It's only the beginning, too.

With the vote, the FCC is changing the way it views both wireless and fixed-line broadband service providers, reclassifying them as “Title II” common carriers under the nation’s telecommunications laws. The Title II designation, which already covers voice services, gives the FCC the ability to set rates, open up access to competitors, and generally more closely regulate the broadband industry. It’s a reversal of course for the FCC, which until now did not even enforce net neutrality rules on wireless broadband services, and very lightly regulated fixed providers. But it’s also a return to the regulatory regime that governed consumer internet services 20 years ago, when hundreds of dial-up internet service providers competed on Title II-regulated phone networks.

Ironically, today’s vote was first set in motion by a series of lawsuits dating back several years, which challenged the FCC’s ability to enforce it’s own net neutrality regulations. Last year the latest legal challenge ended when a D.C. court ruled in Verizon’s favor, saying that the way that the FCC had classified internet services didn’t give it the right to enforce net neutrality.

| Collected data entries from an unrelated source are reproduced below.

PR #86, opened 2019-08-27
Ct aging

OphirMunk:


lib/conntrack.c
```diff
@@ -1799,6 +1799,18 @@ set_label(struct dp_packet *pkt, struct conn *conn,
...
+static bool
+conn_hw_active(struct conntrack *ct,
+               struct conn *conn)
+{
+    struct ct_flow_offload_item off_item;
+
+    memset(&off_item, 0, sizeof off_item);
+    conntrack_off_fill_key(&off_item, &conn->key);
+    return netdev_is_flow_api_enabled() &&
+           ct && ct->off_class && ct->off_class->conn_active(&off_item);
```
elibritstein: check conn_active is not NULL

lib/dpif-netdev.c
```diff
@@ -2699,6 +2699,7 @@ static void ct_offload_dump_ipv6_item(struct ds *s,
 static void ct_offload_dump_item(struct ds *s,
                                  struct ct_flow_offload_item *item)
 {
+    ds_put_format(s, "    IPv%d, zone=%d\n", item->ct_ipv6 ? 6 : 4, item->zone);
```
elibritstein: this belongs to another commit

lib/conntrack.c
```diff
@@ -1701,10 +1708,12 @@ conntrack_add_ct_off_item(struct conntrack *ct,
         }
 
         if (ctx->reply && !(ctx->conn->offload_flags & CT_OFF_REP)) {
+                (void)&get_tm;
```
elibritstein: i think those changes in lib/conntrack.c can be in another commit, that needs them instead of this dummy

lib/conntrack-icmp.c
```diff
@@ -45,6 +45,12 @@ conn_icmp_cast(const struct conn *conn)
     return CONTAINER_OF(conn, struct conn_icmp, up);
 }
 
+static enum ct_timeout
+icmp_get_tm(struct conn *conn_ OVS_UNUSED)
+{
+    return 0;
```
elibritstein: don't use 0. use a proper value from enum ct_timeout

lib/conntrack-private.h
```diff
@@ -107,6 +107,7 @@ struct conn {
     /* True if alg data connection. */
     uint8_t alg_related;
     uint8_t offload_flags;
+    enum ct_timeout tm;
```
elibritstein: there is no need to keep it. we can just call the function when it's needed

lib/conntrack.c
```diff
@@ -1799,6 +1799,18 @@ set_label(struct dp_packet *pkt, struct conn *conn,
     }
 }
 
+static bool
```
elibritstein: should be squashed with the commit using it

lib/netdev-rte-offloads.c
```diff
@@ -4845,8 +4853,29 @@ netdev_dpdk_offload_ct_del(uint32_t mark)
...
+    if (!netdev_dpdk_find_miss_ctx(mark, &data)) {
+        return false;
+    }
+
+    for (active = false, dir = CT_OFFLOAD_DIR_INIT;
+         dir < CT_OFFLOAD_NUM && !active; dir++) {
+        build_ctid(data->mark, dir, false, &ctid);
+        memset(&stats, 0, sizeof stats);
+        if (net_rte_offloads_ct_stats_get(&ctid, &stats)) {
+            VLOG_WARN("%s failed for mark=%d", __FUNCTION__, mark);
```
elibritstein: diff --git a/lib/netdev-rte-offloads.c b/lib/netdev-rte-offloads.c
index 3288fd618..a7ed3da21 100755
--- a/lib/netdev-rte-offloads.c
+++ b/lib/netdev-rte-offloads.c
@@ -4850,6 +4850,12 @@ netdev_dpdk_offload_ct_active(uint32_t mark)
     int dir;
 
     if (!netdev_dpdk_find_miss_ctx(mark, &data)) {
+        VLOG_WARN("%s: cannot find context for mark=%d", __FUNCTION__, mark);
+        return false;
+    }
+    if (!(data->ct.ct_offload[CT_OFFLOAD_DIR_INIT]->ct_state & CS_ESTABLISHED) ||
+        !(data->ct.ct_offload[CT_OFFLOAD_DIR_REP]->ct_state & CS_ESTABLISHED)) {
+        VLOG_DBG("%s: ct for mark=%d is not established", __FUNCTION__, mark);

lib/conntrack.c
OphirMunk: OK.
Please note this code is part of a static function conn_hw_active() which is unused. 
It causes a compilation warning which will have to be resolved for upstream.

elibritstein: i commented that it should be squashed with the commit using it

lib/dpif-netdev.c
OphirMunk: This line was  added in this commit 21bfb54aa5b9 ("conntrack: Add API for connection active in HW") while the containing function was added in commit 4a8fd4a08296 ("netdev-rte-offloads: ct-put and ct-del events") which is already part of ct-integration branch.
Nothing to do unless we decide to overwrite (push force) ct-integration branch.
In any case it must be sorted out for upstream.

elibritstein: i had another commit for it in my PR
3b3951f46 conntrack: Dump IP ver and zone
i don't know why you squashed it with this commit

lib/netdev-rte-offloads.c
OphirMunk: Added

lib/conntrack.c
OphirMunk: Done

lib/conntrack-private.h
OphirMunk: Done

lib/conntrack-icmp.c
OphirMunk: Done

lib/conntrack.c
OphirMunk: Removed

lib/dpif-netdev.c
OphirMunk: Fixed

OphirMunk:
@elibritstein - please review updated PR 86

lib/conntrack-other.c
```diff
@@ -42,6 +42,12 @@ conn_other_cast(const struct conn *conn)
     return CONTAINER_OF(conn, struct conn_other, up);
 }
 
+static int
+other_get_tm(struct conn *conn_ OVS_UNUSED, enum ct_timeout *tc OVS_UNUSED)
```
elibritstein: typo (tc instead of tm)

lib/conntrack.c
elibritstein: not removed

lib/conntrack.c
```diff
@@ -2939,6 +2962,13 @@ conntrack_dump_next(struct conntrack_dump *dump, struct ct_dpif_entry *entry)
             INIT_CONTAINER(conn, node, node);
             if ((!dump->filter_zone || conn->key.zone == dump->zone) &&
                  (conn->conn_type != CT_CONN_TYPE_UN_NAT)) {
+                if (conn_hw_active(ct, conn)) {
```
elibritstein: please recheck this location, without dump-conntrack in the background

lib/conntrack.c
```diff
@@ -2939,6 +2962,13 @@ conntrack_dump_next(struct conntrack_dump *dump, struct ct_dpif_entry *entry)
...
+                    enum ct_timeout tm;
+                    if (!get_tm(conn, &tm)) {
```
elibritstein: i suggest to call get_tm inside conn_hw_active.
there is no point to check the HW rules if we don't have a tm to update

lib/conntrack-other.c
OphirMunk: type fixed

lib/conntrack.c
OphirMunk: I prefer leaving get_tm outside of get_hw_active mainly because get_hw_active should only check HW activity and not doing extra. We can however do something like: 
```
if (get_tm() && conn_hw_active())
```
Additionally please note that get_tm always return 0 in current implementation so you should not concern that tm is not valid.

lib/conntrack.c
OphirMunk: Moved

lib/conntrack.c
OphirMunk: Indeed if there are no calls for dump-conntrack in the background we are not called here. Bug on the other hand we are not called either soon enough under sweep. This requires more investigation.

lib/conntrack.c
elibritstein: the concern is just for code correctness. in the future someone might implement a new protocol that returns -1 for get_tm...

lib/conntrack.c
elibritstein: it's #define CT_TM_MIN (30 * 1000)                                                  
but i think it should be ok in the place i put it. please check it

A year ago, Chairman Wheeler said that the FCC could find a new way to enforce net neutrality without the Title II designation. But in November, the man who appointed Wheeler, President Barack Obama, called for Title II. In retrospect, that made today’s vote inevitable, although Wheeler said today that he was looking at the Title II option months before Obama’s statement

You see? They're just setting the stage so they can full-bore fuck ass. This is all a deliberately planned and orchestrated legal strategy to shit all over the internet, and since the State has a monopoly on law, guess who is going to win.
 
So the millennial boobs essentially sold the internet away for faster file sharing service and rural accessibility?